ING proposes that the technical standards specifically clarify, under what circumstances a swap that is used to change the nature of interest on a financial liability will qualify as a hedge for the purposes of EMIR. On CCPs, ING recommends to add the extra general requirement that a CCP should give full disclosure to the regulator and their clearing members upon request on how it calculates initial margin in terms of models and model input details upon request.

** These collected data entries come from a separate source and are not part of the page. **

PR #9580, opened 2020-11-09
KAFKA-10350: add forwarding manager implementation with metrics

abbccdda:
Add metric for forwarding request tracking. Note that the implementation is slightly diverged from the KIP, where we decide to get rid of the client.id tag since most admin clients would only have one inflight forwarding request.


core/src/main/scala/kafka/server/ForwardingManager.scala
```diff
@@ -0,0 +1,85 @@
...
+
+class ForwardingManager(metadataCache: kafka.server.MetadataCache,
+                        time: Time,
+                        metrics: Metrics,
+                        config: KafkaConfig,
+                        threadNamePrefix: Option[String] = None) extends
+  BrokerToControllerChannelManagerImpl(metadataCache, time, metrics,
+    config, "forwardingChannel", threadNamePrefix) with KafkaMetricsGroup {
+
+  private val forwardingMetricName = "NumRequestsForwardingToControllerPerSec"
```
mumrah, line 38: Wdyt about also adding a "forwarded" boolean to the request log? (in `RequestChannel#updateRequestMetrics`)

ING is supportive of the fact that the ESMA document already addresses concerns around duplication of reporting requirements with MIFID, so it is good to see that acknowledged with the proposal that TRs act to satisfy both regulatory requirements. ING does not believe the tremendous reconciliation effort that the current draft guidelines propose is balanced appropriately with the added value of such reconciliations especially with regard to (often non-financial) counterparties with less than 300 OTC Derivatives. A more detailed substantiation and alternative proposal is included in the following pages. With regard to TRs, ING recommends that all items in the section on exposures (section 2e) should in line with the referenced article 11 only apply to (collateral exchanged in the context of) OTC Derivatives.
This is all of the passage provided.